The Stories by M.Stebnitsky (1869) collection featured the Old Times in Plodomasovo under the title Three Studies, the third one being preceded by the author's commentary: "This one follows a large gap in the Plodomasovo chronicles, for three sketches on old years of Plodomasova and dvoryanin Tuganov's life were not included for some reason. The following Study relates to the period when Marfa Andreevna has already been dead, the story of her later years is being told by her favourite 'midget' Nikolai Afanasievich. In 1872 The Small People of Plodomasovo were published again (with changes made in the text) as part of The Cathedral Clergy (The Russian Messenger, 1872, May), chapters II-IV of the Second Chronicle.

==Background==
Plodomasovo chronicles were first mentioned in the Literaturnaya Biblioteka magazine's list of acquisitions for the year 1858. Alongside Bozhedomy (Godhouse Dwellers, later to be known as The Cathedral Clergy) here featured the Boyarynya Plodomasova story. Apparently, by the end of 1857 the chronicles have already been in the works. Leskov's original project was more fundamental than the one materialized. In 1871 he wrote: "I wanted to write some kind of a trilogy, first about a grandmother, Plodomasova, then her daughter Tuganova and later grand-daughter." According to the author, the original idea was to show the course of the Russian history of the 18th and 19th centuries, "in its most lightweight, most superficial aspects, by telling life stories of some unimportant, small people who, nevertheless, by their lives to some extent epitomized the history of their time."

The chronicles were based on Leskov's own childhood reminiscences, stories he had heard of ways and lives of different families of the Oryol Governorate, in the 1830s and 1840s. One episode concerning the marriage of 50-year-old Plodomasov and 15-year-old Marpha might have had bearings on his own family history.
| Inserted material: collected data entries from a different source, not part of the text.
PR #1073, opened 2023-09-28
[16.0][FIX] account_financial_report: Empty format

SirAionTech:
Forward port of https://github.com/OCA/account-financial-reporting/pull/1048 with https://github.com/OCA/oca-port.


pedrobaeza (approved):
What about v15?

Fast-tracking as already merged in 14

/ocabot merge patch

SirAionTech:
> What about v15?
> 
> Fast-tracking as already merged in 14
> 
> /ocabot merge patch

I skipped it because I don't use it, but here you are https://github.com/OCA/account-financial-reporting/pull/1074

pedrobaeza:
Thanks, it's important to have all the patches aligned in all versions, specially if they are not hard to be fw-ported. We do the same although our customers won't be affected.

PR #1074, opened 2023-09-29
[15.0][FIX] account_financial_report: Empty format

SirAionTech:
Forward port of https://github.com/OCA/account-financial-reporting/pull/1048 with https://github.com/OCA/oca-port.

As requested in https://github.com/OCA/account-financial-reporting/pull/1073#pullrequestreview-1649264293.
I did not try it because I don't have a `15.0` environment.


pedrobaeza (approved):
As the code in the same in the 3 versions, it's safe enough to not do a full test, but just code review.

/ocabot merge patch

PR #1076, opened 2023-10-04
[MIG] mis_template_financial_report

SirAionTech:
Standard migration from `15.0` (https://github.com/OCA/account-financial-reporting/tree/08f6349402515c5d10759cf2bdf262378dd9fda9/mis_template_financial_report).

There is already an existing migration in https://github.com/OCA/account-financial-reporting/pull/1070 but based on 
> Yes indeed I overlooked that feature.
Not sure I have the time to work on it though... Maybe later

(from https://github.com/OCA/account-financial-reporting/pull/1070#issuecomment-1735502823)

I assume it's not going to work on it, so I am superseding it.

@jguenat @hbrunn would you mind having a look?


SirAionTech:
> it's not that simple unfortunately, because as it is, the horizontal display only works for the PDF export, but it should also be horizontal in the preview and the excel export

_Originally posted by @hbrunn in https://github.com/OCA/account-financial-reporting/pull/1070#pullrequestreview-1641264600_

Both issues are present in `15.0` too, and I don't think the migration is the right place to fix them.
About XLSX, it's also listed in the known issues of the module in `15.0` (see https://github.com/OCA/account-financial-reporting/tree/08f6349402515c5d10759cf2bdf262378dd9fda9/mis_template_financial_report#known-issues-roadmap).

hbrunn:
I'll probably never understand why people consider 'it was wrong in the past' a valid reason to do it wrong now. You'd have to rewrite all of this anyways for v16 with the conversion to owl, no matter what happened in v15.

Please consider merging https://github.com/hbrunn/account-financial-reporting/commit/9ff3b4fdaf5a442c6463754fbfec43b5ee433e9a to have feature parity with v12, xls is indeed out of scope for the migration, as that never existed. I made this more general so that for v17 it's simple to split off all the code to `mis_builder_horizontal`, and only keep the kpi definitions here.

SirAionTech:
> I'll probably never understand why people consider 'it was wrong in the past' a valid reason to do it wrong now.

Me neither, and I don't think that is what I am doing here: I am simply migrating the module as is.
I think that in modules migration the goal is to have the same module compatible with the new Odoo major version, with same functionality.
If the module had issues in the old version, the migration is not the moment to fix them: this should help speed up the migration to have the same functionality in the new version.

> Please consider merging https://github.com/hbrunn/account-financial-reporting/commit/9ff3b4fdaf5a442c6463754fbfec43b5ee433e9a to have feature parity with v12, xls is indeed out of scope for the migration, as that never existed. I made this more general so that for v17 it's simple to split off all the code to mis_builder_horizontal, and only keep the kpi definitions here.

Thanks! I'll look into it

pedrobaeza:
Superseded by #1144

PR #1089, opened 2023-12-20
[14.0][FIX] account_financial_report - show all accounts when group by none

ghost:
The general ledger does not show all accounts when grouping by none. 
The current behavior applies a filter on only receivables and payables.

image
image

Here is the result without the fix :

image

Here is the resultat with the fix : 

image

### DIFF
--- a/account_financial_report/report/general_ledger.py
+++ b/account_financial_report/report/general_ledger.py
@@ -54,10 +54,11 @@ class GeneralLedgerReport(models.AbstractModel):
         return ["receivable", "payable"] if grouped_by != "taxes" else ["other"]
 
     def _get_acc_prt_accounts_ids(self, company_id, grouped_by):
-        accounts_domain = [
-            ("company_id", "=", company_id),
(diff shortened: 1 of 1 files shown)


account_financial_report/report/general_ledger.py
```diff
@@ -51,7 +51,12 @@ def _get_taxes_data(self, taxes_ids):
         return taxes_data
 
     def _get_account_internal_types(self, grouped_by):
-        return ["receivable", "payable"] if grouped_by != "taxes" else ["other"]
+        if grouped_by == "partners":
+            return ["receivable", "payable"]
+        elif grouped_by == "taxes":
+            return ["other"]
+        else:
+            return ["receivable", "payable", "other", "liquidity"]
```
pedrobaeza: Can you better return `[]` and change the code where this is used for avoiding that if any new type, this won't work?

ghost: I changed the fix a bit. The issue around new types should be good now

pedrobaeza (approved):

dreispt (approved):

PR #980, opened 2022-12-26
[15.0][FIX] account_financial_report: generate ledger document

Reyes4711-S73:
In general ledger report shows an error due to the fact that the ball_curr varible does not generated

In a runbot I test this:
**view general ledger**
image
image

**export xlsx**
image
image

PR #1090, opened 2024-01-03
[16.0][FIX] account_financial_report: generate ledger document

gurneyalex:

port of #980 to 16.0


pedrobaeza (approved):
/ocabot merge minor

PR #1091, opened 2024-01-03
[FIX] [16.0] account_financial_report: fixing bug when calculation of credit is duplicated

gurneyalex:
forward port of #1044 to 16.0


pedrobaeza (approved):
/ocabot merge patch

PR #1093, opened 2024-01-08
[14.0][FIX]  account_financial_report: reduce report url

adrip-s73:
When you try to get the report through the "general_ledger_wizard" with too many account created the report url is too long and raise the next error:

image

My fix is avoinding to pass all account parameter to the report and instead getting them from the wizard id data.

### DIFF
--- a/account_financial_report/report/general_ledger.py
+++ b/account_financial_report/report/general_ledger.py
@@ -776,21 +776,22 @@ class GeneralLedgerReport(models.AbstractModel):
 
     def _get_report_values(self, docids, data):
         wizard_id = data["wizard_id"]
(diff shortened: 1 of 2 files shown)


pedrobaeza:
Why not doing the same for all the parameters as you are in there?

adrip-s73:
Okey i will make the change for all the parameters

mtbochaca (approved):
Also fix if we filter by partner.

pedrobaeza (approved):
Thanks for the improvement. This can be apply on the rest of reports, but for now it's ok:

/ocabot merge patch

Would you fw-port it to upper versions?

PR #1098, opened 2024-01-22
[15.0][FIX]account_financial_report: missing accounts

ChristophAbenthungCibex:
Accounts with leading 0s break the search that loads the accounts for trial balance reports.

Steps to reproduce:
1. Login
2. Go to 'Invoicing' -> 'Configuration' -> 'Chart of Accounts' ([Chart of Accounts](http://oca-account-financial-reporting-15-0-e8fb133409fc.runboat.odoo-community.org/web#cids=1&menu_id=119&action=241&model=account.account&view_type=list))
3. Create Button -> Field 'Code' has to start with at least a 0. E.g: 000123
Values for fields 'Account Name' and 'Type' don't matter
4. Go to 'Reporting' -> 'Trial Balance' (A wizard should open)
5. Select for the field 'From Code' an account with leading 0s in the code. E.g. 000123
6. Select for the 'to' field any account with code that starts with 2 or higher. E.g. 999999

In the list of accounts the first account code is 131000. In the view 'Chart of Accounts' can be seen that there are some accounts not loaded. This is because of the broken search. Those codes are stored as chars in the database. In the wizard they will be converted to integers. That casting removes the leading 0s. E.g. 000123 will be 123. In the search that integer will be casted to a char again. As a result, any account with code that is lexicographically smaller will not be loaded. Eg. codes that are 012345 or 100000 will not be loaded if the start code is 000123

chart_of_accounts
trial_balance_loaded_accounts

### DIFF
--- a/account_financial_report/tests/test_trial_balance.py
+++ b/account_financial_report/tests/test_trial_balance.py
@@ -31,6 +31,16 @@ class TestTrialBalanceReport(AccountTestInvoicingCommon):
         )
         cls.group2 = group_obj.create({"code_prefix_start": "2", "name": "Group 2"})
         # Set accounts
+        cls.account001 = cls._create_account_account(
+            cls,
+            {
+                "code": "001",
+                "name": "Account 001",
+                "user_type_id": cls.env.ref(
+                    "account.data_account_type_other_income"
+                ).id,
+            },
+        )
         cls.account100 = cls.company_data["default_account_receivable"]
         cls.account100.group_id = cls.group1.id
         cls.account110 = cls.env["account.account"].search(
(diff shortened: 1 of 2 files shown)


OKT96 (approved):
LGTM!

pedrobaeza (approved):
/ocabot merge patch

Please fw-port it to upper versions

ChristophAbenthungCibex:
> /ocabot merge patch
> 
> Please fw-port it to upper versions

@pedrobaeza I created a new Pull Request for version 16 (#1112) . I hope I have done the porting correctly. If not please let me know how to do it, I haven't really found guidelines on how to.

PR #1099, opened 2024-01-22
Add currency column to general_ledger excel export file

RaoufJabriCamptocamp:
- For some users working with different currencies, being able to filter report by the used currency is helpful. We add exporting the column as an option in the export wizard.


RaoufJabriCamptocamp:
ping @gurneyalex

PR #1107, opened 2024-02-07
[15.0][FIX] account_financial_report: error currency object

Saran440:
This PR fixed error run GL in view it error because object currency browse with `account['currency_id']` (object currency)
Selection_008


AaronHForgeFlow:
Can the error be reproduced in runboat?

PR #1110, opened 2024-02-15
[14.0][IMP] account_financial_report: Add Missing Partner support in trial balance

victoralmau:
Related to https://github.com/OCA/account-financial-reporting/issues/1097

Add Missing partner support in trial balance

If there are records without partner_id set and we show the detail of partners we need to take into account those records grouped as "Missing Partner".

Please @pedrobaeza can you review it?

@Tecnativa TT47771

PR #1111, opened 2024-02-15
[16][IMP] account_financial_report : Display "Partner missing" line in trial balance with partner details option

### LINKED ISSUE #1097: [16][account_financial_report] - Show Partner Details option does not display line with empty partners making the totals of the report inconsistent
With module account_financial_report, when printing the trial balance with the option "show partner details", the lines with no partner are not displayed, but are still counted for into the totals.

balance_wizard

balance

We can see that we have 0 lines with credit but the total is 100, it is very confusing. This is because I have created an accounting item for this account with no partner.

Before (I am not sure until when/which version) we has a line with the value "No partner allocated".
This way the total of the report  was consistent with the sum of all lines.
I am not sure if this behavior was removed on purpose or not and for which reason, but, if we don't want to display this "No partner allocated" line, I guess we'd want to remove the balance/credit/debit of these line without partner from the totals.

I personally liked the "No partner allocated" behavior and could not find why it was removed.

Anyway, I could try to fix it one way or another (adding the No partner allocated line or removing the no partner amounts from totals) but first I need to be sure on the right way to go

What do you think @alexis-via @pedrobaeza @JordiBForgeFlow

florian-dacosta:
Aims to fix https://github.com/OCA/account-financial-reporting/issues/1097

@pedrobaeza @alexis-via

### DIFF
--- a/account_financial_report/i18n/account_financial_report.pot
+++ b/account_financial_report/i18n/account_financial_report.pot
@@ -1108,6 +1108,14 @@ msgid "Limit hierarchy levels"
 msgstr ""
 
 #. module: account_financial_report
+#. odoo-python
+#: code:addons/account_financial_report/report/trial_balance.py:0
+#: code:addons/account_financial_report/report/trial_balance.py:0
+#, python-format
+msgid "Missing Partner"
+msgstr ""
+
+#. module: account_financial_report
 #: model:ir.model.fields,field_description:account_financial_report.field_journal_ledger_report_wizard__move_target
 msgid "Move Target"
 msgstr ""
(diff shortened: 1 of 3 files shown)


pedrobaeza:
Isn't this the same as #1110 ?

florian-dacosta:
As a matter of fact it is !
I did not see the PR, I had plan to do it since I have created the related issue but just had the time now.

Not sure why the other is in draft state, but we can go ahead with the other one, should I close this one and make a new PR, cherry-picking the commit of the other PR?

pedrobaeza:
Please test it, and if it's OK, we will make the fw-ports to all versions.

florian-dacosta:
@pedrobaeza Ok, I've tested the other PR and approved it, I'll close this one then, waiting for the fw-ports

His aunt Natalya Petrovna Alferyeva in 1824 as a teenager became the wife to 50-year-old landowner Strakhov, who proved to be a jealous and tyrannical husband.

Boyarynya Plodomasova herself had a prototype in a landowner woman Leskov related of in his article called "The Nobility Surfeit". She was Princess Nastassya Massalskaya, who received excellent education in Paris and was loved and respected for her intelligence, noble and independent character. "She had only 500 [serfs] which didn't make her a rich woman, but her house, very well kept, was always open to guests, invited or not. People almost worshipped her and were coming to visit her not for "feasting" but just to "have a bow", express their respect. Neighbours also borrowed books from her vast library which "kept the community very well read," Leskov wrote.